Reproduce all the data verbatim.

[Exercise inputs Boundary: Start]

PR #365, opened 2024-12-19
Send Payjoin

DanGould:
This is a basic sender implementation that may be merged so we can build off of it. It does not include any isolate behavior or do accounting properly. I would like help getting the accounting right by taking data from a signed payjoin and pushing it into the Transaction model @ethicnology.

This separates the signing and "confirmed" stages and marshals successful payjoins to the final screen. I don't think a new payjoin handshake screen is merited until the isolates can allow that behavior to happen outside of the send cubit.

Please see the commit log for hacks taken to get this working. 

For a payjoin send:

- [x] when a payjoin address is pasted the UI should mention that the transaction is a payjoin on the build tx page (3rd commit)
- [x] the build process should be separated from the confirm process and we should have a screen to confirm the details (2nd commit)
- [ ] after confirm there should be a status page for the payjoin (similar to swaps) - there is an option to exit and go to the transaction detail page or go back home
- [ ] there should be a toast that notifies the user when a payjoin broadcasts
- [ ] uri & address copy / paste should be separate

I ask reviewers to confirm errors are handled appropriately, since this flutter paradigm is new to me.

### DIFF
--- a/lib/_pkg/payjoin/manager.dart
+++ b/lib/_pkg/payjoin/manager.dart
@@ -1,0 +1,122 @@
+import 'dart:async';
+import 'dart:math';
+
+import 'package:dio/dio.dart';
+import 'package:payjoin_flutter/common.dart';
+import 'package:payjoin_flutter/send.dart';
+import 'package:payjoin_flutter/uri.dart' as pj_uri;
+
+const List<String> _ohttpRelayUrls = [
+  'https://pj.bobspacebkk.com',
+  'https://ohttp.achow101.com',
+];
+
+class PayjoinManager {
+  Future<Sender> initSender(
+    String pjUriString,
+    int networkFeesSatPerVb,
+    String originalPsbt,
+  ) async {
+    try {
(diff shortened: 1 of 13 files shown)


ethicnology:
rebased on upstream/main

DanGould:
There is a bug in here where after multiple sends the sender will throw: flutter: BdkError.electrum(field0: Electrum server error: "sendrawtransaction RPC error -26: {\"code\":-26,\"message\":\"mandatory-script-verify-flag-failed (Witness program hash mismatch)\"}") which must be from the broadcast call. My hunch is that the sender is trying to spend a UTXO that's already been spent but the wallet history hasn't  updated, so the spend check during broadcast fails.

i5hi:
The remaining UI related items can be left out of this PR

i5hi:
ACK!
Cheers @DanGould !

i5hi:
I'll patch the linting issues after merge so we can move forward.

[Exercise inputs Boundary: End]

**Task output**
PR #365, opened 2024-12-19
Send Payjoin

DanGould:
This is a basic sender implementation that may be merged so we can build off of it. It does not include any isolate behavior or do accounting properly. I would like help getting the accounting right by taking data from a signed payjoin and pushing it into the Transaction model @ethicnology.

This separates the signing and "confirmed" stages and marshals successful payjoins to the final screen. I don't think a new payjoin handshake screen is merited until the isolates can allow that behavior to happen outside of the send cubit.

Please see the commit log for hacks taken to get this working. 

For a payjoin send:

- [x] when a payjoin address is pasted the UI should mention that the transaction is a payjoin on the build tx page (3rd commit)
- [x] the build process should be separated from the confirm process and we should have a screen to confirm the details (2nd commit)
- [ ] after confirm there should be a status page for the payjoin (similar to swaps) - there is an option to exit and go to the transaction detail page or go back home
- [ ] there should be a toast that notifies the user when a payjoin broadcasts
- [ ] uri & address copy / paste should be separate

I ask reviewers to confirm errors are handled appropriately, since this flutter paradigm is new to me.

### DIFF
--- a/lib/_pkg/payjoin/manager.dart
+++ b/lib/_pkg/payjoin/manager.dart
@@ -1,0 +1,122 @@
+import 'dart:async';
+import 'dart:math';
+
+import 'package:dio/dio.dart';
+import 'package:payjoin_flutter/common.dart';
+import 'package:payjoin_flutter/send.dart';
+import 'package:payjoin_flutter/uri.dart' as pj_uri;
+
+const List<String> _ohttpRelayUrls = [
+  'https://pj.bobspacebkk.com',
+  'https://ohttp.achow101.com',
+];
+
+class PayjoinManager {
+  Future<Sender> initSender(
+    String pjUriString,
+    int networkFeesSatPerVb,
+    String originalPsbt,
+  ) async {
+    try {
(diff shortened: 1 of 13 files shown)


ethicnology:
rebased on upstream/main

DanGould:
There is a bug in here where after multiple sends the sender will throw: flutter: BdkError.electrum(field0: Electrum server error: "sendrawtransaction RPC error -26: {\"code\":-26,\"message\":\"mandatory-script-verify-flag-failed (Witness program hash mismatch)\"}") which must be from the broadcast call. My hunch is that the sender is trying to spend a UTXO that's already been spent but the wallet history hasn't  updated, so the spend check during broadcast fails.

i5hi:
The remaining UI related items can be left out of this PR

i5hi:
ACK!
Cheers @DanGould !

i5hi:
I'll patch the linting issues after merge so we can move forward.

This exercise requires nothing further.